Our stories of what's happening are what we believe . I've taken some moments to consider what might be said about what's happening in the world at this time. Most of what's going around is stupefying rather than clarifying, and there are some things that we could learn. The first that comes to mind is that what's gripped human imagination is the fact and fear of mortality.
The stats that produce fear are what they are, and there are plenty of other stats, too. In Peter Porter's poem "Your Attention Please" the somber words "Some of us may die. Remember, statistically it is not likely to be you" come to mind. But I think that what's driven the realisation of this pandemic is that you and I could well be dead quite soon. Politicians want a nice, quiet, obedient crowd of voters, and if they don't do something to allay fears, they won't be seen to be leaders. So act they must.
But in my view, what we call leadership produces nothing but followers. And in following we become nothing.
Doing what we are enforced to do, believing the stories that we're supplied, accepting rhetoric that's designed to make us accepting, we walk into the nothing of ourselves, and thus, when I regard the end of what we've accepted util now, the end of capitalism as it's been driven by forces no longer sustainable, the end of shallow communication, the end, I hope, of hollow values disguised as democracy and practised as political will, all I can really do is regard the end my this, my own organism, and ask as dispassionately as I can what it's aliveness has been for.
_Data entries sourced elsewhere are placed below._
PR #3253, opened 2026-06-09
fix(reverse-withdrawal): single COD enable toggle in new settings

akzmoudud:
## Summary

Maps the two legacy Reverse Withdrawal settings ("Enable Reverse Withdrawal" + "Enable Reverse Withdrawal for this Gateway") onto the single new **"Activate Reverse Withdrawal (Cash On Delivery)"** toggle, and fixes a bug that left the feature permanently disabled.

Refs and closes: getdokan/plugin-internal-tasks#1943

## What changed

- **Single toggle in new settings.** Removed the standalone `reverse_withdrawal_payment_gateways` multicheck field (and its builder) from `SettingsSchema`. The new UI now shows one switch, mapped 1:1 to legacy `dokan_reverse_withdrawal.enabled`. COD is the only shipped gateway, so it follows the master switch.
- **Gateway list derives from the toggle.** `SettingsHelper::get_enabled_payment_gateways()` now returns the registered gateways when `is_enabled()` is true (and `[]` otherwise), instead of reading the now-unused `payment_gateways` option. The 2nd legacy field is ignored at runtime.
- **Bug fix — `is_enabled()` was always `false`.** It read the *new* flat id `reverse_withdrawal_enabled` out of the *legacy* `dokan_reverse_withdrawal` section. The bridge overlay only ever projects onto the legacy path `enabled`, so that key never existed there and the helper was stuck at `'off'` — disabling every Reverse Withdrawal hook (order, cart, cron, dashboard) even when the admin had turned it on. Now reads the legacy `enabled` key, consistent with every sibling helper.

## Why ignore the gateway field

COD is the only available gateway. Gating the feature behind a second checkbox added no value, so the master switch alone now controls it — enabling it activates COD reverse withdrawal directly.

## Verification

Exercised the full read/write round-trip via `wp eval` against both stores:

| Scenario | new id | `is_enabled()` | COD gate |
|---|---|---|---|
| New toggle ON | `on` | `true` | `true` |
| Old form: master ON, gateway unchecked | `on` | `true` | `true` |
| New toggle OFF | `off` | `false` | `false` |

All other Reverse Withdrawal fields (`billing_type`, `reverse_balance_threshold`, `monthly_billing_day`, `due_period`, `failed_actions`, `display_notice`, `send_announcement`) remain mapped as before.

### DIFF
--- a/includes/Admin/Settings/Schema/SettingsSchema.php
+++ b/includes/Admin/Settings/Schema/SettingsSchema.php
@@ -1200,52 +1200,6 @@ class SettingsSchema {
 					'value' => 'off',
 				],
             ],
-            self::reverse_withdrawal_payment_gateways_field(),
-        ];
-    }
-
-    /**
-     * Build the `reverse_withdrawal_payment_gateways` multicheck field.
-     *
-     * Options are derived from the `dokan_reverse_withdrawal_payment_gateways`
-     * filter (the same source the legacy {@see SettingsHelper::get_reverse_withrawal_payment_gateways()}
-     * uses) so Pro modules / extensions that already extend that filter continue
-     * to register gateways with one declaration. The new field stores a flat
-     * list of selected gateway ids; each slot bridges through
-     * {@see MulticheckArrayTransformer} to the legacy WP-multicheck shape under
-     * `dokan_reverse_withdrawal.payment_gateways`.
-     *
-     * @return array
-     */
-    private static function reverse_withdrawal_payment_gateways_field(): array {
-        $gateways = apply_filters(
-            'dokan_reverse_withdrawal_payment_gateways',
-            [ 'cod' => esc_html__( 'Cash on delivery', 'dokan-lite' ) ]
-        );
-
-        $options    = [];
-        $legacy_key = [];
-        foreach ( $gateways as $value => $label ) {
-            $options[]            = [
-                'value' => (string) $value,
-                'label' => (string) $label,
-            ];
-            $legacy_key[ $value ] = 'dokan_reverse_withdrawal.payment_gateways.' . $value;
-        }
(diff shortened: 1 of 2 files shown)


akzmoudud:
### Testing notes

**Behaviour change:** the old `Enable Reverse Withdrawal for this Gateway` field no longer has any impact on reverse withdrawal. The feature is now controlled solely by `Enable Reverse Withdrawal`, which is **one-to-one mapped** with the new settings toggle `Activate Reverse Withdrawal (Cash On Delivery)`.

**How to test**

Old settings ↔ new settings mapping:
- [ ] Enable `Enable Reverse Withdrawal` in old settings → new toggle `Activate Reverse Withdrawal (Cash On Delivery)` turns **ON**.
- [ ] Disable `Enable Reverse Withdrawal` in old settings → new toggle turns **OFF**.
- [ ] Enable the new toggle → old `Enable Reverse Withdrawal` turns **ON**.
- [ ] Disable the new toggle → old `Enable Reverse Withdrawal` turns **OFF**.

Gateway field has no effect:
- [ ] Enable `Enable Reverse Withdrawal` and **uncheck** `Enable Reverse Withdrawal for this Gateway` → reverse withdrawal still **works** for COD (place a COD order, confirm the reverse withdrawal charge is recorded).
- [ ] Enable `Enable Reverse Withdrawal` and **check** the gateway field → behaves the same (no difference).
- [ ] Disable `Enable Reverse Withdrawal` (regardless of the gateway field) → reverse withdrawal does **not** run.

Other reverse withdrawal fields (`Billing Type`, `Reverse Balance Threshold`, `Monthly Billing Date`, `Grace Period`, `After Grace Period` actions, `Display Notice`, `Send Announcement`) should continue to save and map correctly — no regression.

kzamanbd (approved):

Let's assume I'm going to die in six weeks. Reaching as far as I can into soul-speak, what would I say?
I'd say:
Choose your stories as consciously as possible. Go back to the oceans that allowed you to build, launch, navigate and berth your boat. No one has to be trapped by the trappings of leadership. Learn to hear what your voice says by engaging in clarifying conversations rather than vehement creeds. Learn to hear hearts as well as words, and don't assume for one moment that the heart is full of love and light. It's more holographic than moral, and encompasses the entire spectrum of turbulence and connections made possible by the table of elements. So I'd say get to grips with your own heart, allow it to express what it desires most to utter. That way you make your self vulnerable to your mind, and can act more wisely and decisively in respect of your more informed choices. At worst, we're a bundle of competing instincts, at best a conscious narrator of aspiration. And beware of premature statements of triumph as the journey unfolds.
I'd encourage the conversations, those stories that release the living energy that's specific to you. These are what create the newness that's upon us. What feels like the end is obviously never the end. Somehow there's always a narrator who observes, and turns the chaos into a craft.